PR #1226, opened 2017-11-08
BUGFIX: correctly use default options in Select Boxes and Reference(s) editors

skurfuerst:
This has never worked before because the defaultOptions are static; so we
need to reference them statically as well.


dimaip:
Good catch!

Issue #867, opened 2017-09-04
Add extension point for overriding element Rendering in Node Trees


skurfuerst:
**[<- must-have for 1.0.0](https://github.com/neos/neos-ui/issues/687)**

One of our core feature sponsors needs a way to manipulate the rendering of the TreeNodes; i.e. he wants to display additional icons based on custom property values.

In order to support that, we at least need to put the tree node React elements in the registry, so they can be overridden from the outside.

dimaip:
Hmm I like the idea, but at the same time we should be careful about creating such ad-hoc APIs as we'd need to maintain them.
Can we maybe declare it as an unplanned extensibility?

skurfuerst:
yes, for sure, I'd definitely declare it as unplanned extensibility!

dimaip:
@skurfuerst can we close it now since you have this fancy extensibility thing in place?

mstruebing:
Not exactly, you'd have to override the whole tree, at the current state it's not possible to only override the tree elements.
I've experienced this while developing this: https://github.com/sitegeist/Sitegeist.TrafficLights

UI-specific code: https://github.com/sitegeist/Sitegeist.TrafficLights/tree/master/Resources/Private/TrafficLights/src

dimaip:
Ok, let's reopen then

PR #1230, opened 2017-11-08
TASK: Improve unplanned extensibility

skurfuerst:
Here is an example how the changes in here can be used:

https://github.com/sandstorm/NodeTreeStyling


skurfuerst:
I'd say this resolves https://github.com/neos/neos-ui/issues/867

Issue #1234, opened 2017-11-13
Move the babel and jest configurations into separate packages to ease the maintenance


Inkdpixels:
A smaller nitpick would be to move out the babel and jest configurations into preset packages within the mono-repo, that way we reduce the maintenance when adding / removing parameters.

PR #1240, opened 2017-11-13
TASK: Create preset packages and increase the test coverage

Inkdpixels:
Resolves: #1234 

- [ ] Use snapshot tests for all redux related code
- [ ] Use snapshot tests for all redux-sagas
- [ ] Use snapshot tests for all react components
- [ ] Use snapshot tests for the react-redux glue code(mapStateToProps)
- [x] Switch from sinon to jest's internal mock built-ins
- [ ] Use `describe` and `it` blocks to have more flexibility in regards to setting and cleaning up tests


Inkdpixels:
@mstruebing Thanks for the info, will take care of that! :heart:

++++++++++

*How to complete this task:* Set down exactly the lines that begin with the one containing "- [ ] Use snapshot tests for all redux-sagas" and end with the last line above, and no others.

*Response to this exercise:*
- [ ] Use snapshot tests for all redux-sagas
- [ ] Use snapshot tests for all react components
- [ ] Use snapshot tests for the react-redux glue code(mapStateToProps)
- [x] Switch from sinon to jest's internal mock built-ins
- [ ] Use `describe` and `it` blocks to have more flexibility in regards to setting and cleaning up tests


Inkdpixels:
@mstruebing Thanks for the info, will take care of that! :heart:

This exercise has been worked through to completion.